Work item.
Only lines with the word "proposerReward" are wanted; copy each of them from the listing below.

#### Supplied data

PR #6903, opened 2023-03-05
Create calculateProposerSyncAggregateBlockRewards method in ChainDataProvider

courtneyeh:
#6702 

## Documentation

## Changelog

### DIFF
--- a/data/provider/src/main/java/tech/pegasys/teku/api/ChainDataProvider.java
+++ b/data/provider/src/main/java/tech/pegasys/teku/api/ChainDataProvider.java
@@ -677,7 +677,7 @@ public class ChainDataProvider {
   }
 
   @VisibleForTesting
-  protected int calculateSyncAggregateBlockRewards(UInt64 proposerReward, SyncAggregate aggregate) {
+  protected int calculateProposerSyncAggregateBlockRewards(UInt64 proposerReward, SyncAggregate aggregate) {
     final SszBitvector syncCommitteeBits = aggregate.getSyncCommitteeBits();
     int total = 0;
     for (int i = 0; i < syncCommitteeBits.size(); i++) {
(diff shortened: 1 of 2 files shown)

########

Answer to the problem.
-  protected int calculateSyncAggregateBlockRewards(UInt64 proposerReward, SyncAggregate aggregate) {
+  protected int calculateProposerSyncAggregateBlockRewards(UInt64 proposerReward, SyncAggregate aggregate) {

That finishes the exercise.